The nutrition pyramid is a key which helps you to choose from an array of foods. The pyramid will ensure you get the right amount of nutrients as well as the correct portion helping you control the intake of calories, cholesterol, sodium and sugar.
The base of the pyramid comprises of your bread, cereals, grains and pastas. This group contains what is known as complex carbohydrates which is a relevant source of energy especially for those participating in competitive sports. One should have 6 or more servings a day such as a slice of whole grain bread, half a cup of either brown rice or pasta and 1 cup of cereal. Refrain from processed foods.
The next level of the nutrition pyramid comprises of the various fruits and vegetables which are rich in nutrients as well as vitamins such as Vitamin A and C, folic acid and potassium. This group has high fiber content and a low fat and sodium content. One should have 5 servings a day of each of these vegetables for instance a cup of raw leafy vegetables and half a cup of other vegetables as well as a cup of vegetable juice and two servings of fruit such as apple, orange or banana as well as a glass of fruit juice.

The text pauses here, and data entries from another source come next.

PR #1781, opened 2018-12-09
Test GCC 4.8 as 32-bit x86

randombit:
We are currently not testing the GCC x86-32 inline asm anywhere in CI


randombit:
For whatever reason this don't work

PR #1800, opened 2018-12-29
New Memory_Pool implementation

randombit:
Quite a bit faster than the old version, and with better properties wrt alignment

Not for 2.9, want to test this thoroughly so will merge after 2.9 release. Also the bucket sizes probably need tuning, current ones are guesswork. Finally, want to write a fuzzer which tests the pool operation.

### DIFF
--- a/src/build-data/buildh.in
+++ b/src/build-data/buildh.in
@@ -120,13 +120,6 @@
 /* How much to allocate for a buffer of no particular size */
 #define BOTAN_DEFAULT_BUFFER_SIZE 1024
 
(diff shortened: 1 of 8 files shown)


randombit:
With this design each page is used separately, no allocations cross page boundaries. So we can modify `allocate_locked_pages` to return a list of individual locked pages, each one preceded by and followed by a guard page (`mprotect(PROT_NONE)` / `VirtualProtect(PAGE_NOACCESS)`). That turns most out of bound reads/writes into crashes.

PR #1805, opened 2019-01-03
Reduce AppVeyor matrix

randombit:
AppVeyor is slow and compiler caching doesn't help because of how AppVeyor implements it (splits cache among the various VM providers, ensuring a near 0% hit rate)

Remove VC2015 x86-64 build, leaving only the x86-32 build. Choice of platform to leave is based on the fact that x86-32 is the faster build/test cycle.

Use VC2019 for the sanitizer tests and drop the VC2017 sanitizers. That gives the benefit of testing a compile under VC2019, and also uses the latest and greatest? debug iterator support, while eliminating a job.

This should cut about 20 minutes from the CI build.


randombit:
Closing in favor of #1807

The following level is your eggs, fish, beans and lean meat which contain an essential source of protein, zinc and iron. Dried beans and peas provide the same content. One should have 2 or 3 portions of cooked meat, poultry or fish a day such as one egg, half a cup of cooked bean, half a cup of nuts, and 2 tablespoons of peanut butter. Avoid frying any of these foods and slow on the nuts as they have a high fat content.
The next level of the nutrition pyramid comprises of all your dairy products which provide you with vitamins and minerals, calcium and protein. Suggested serving are two to three portions daily. One should preferably buy low fat milk and cheese. Make sure you read the labels of low fat products.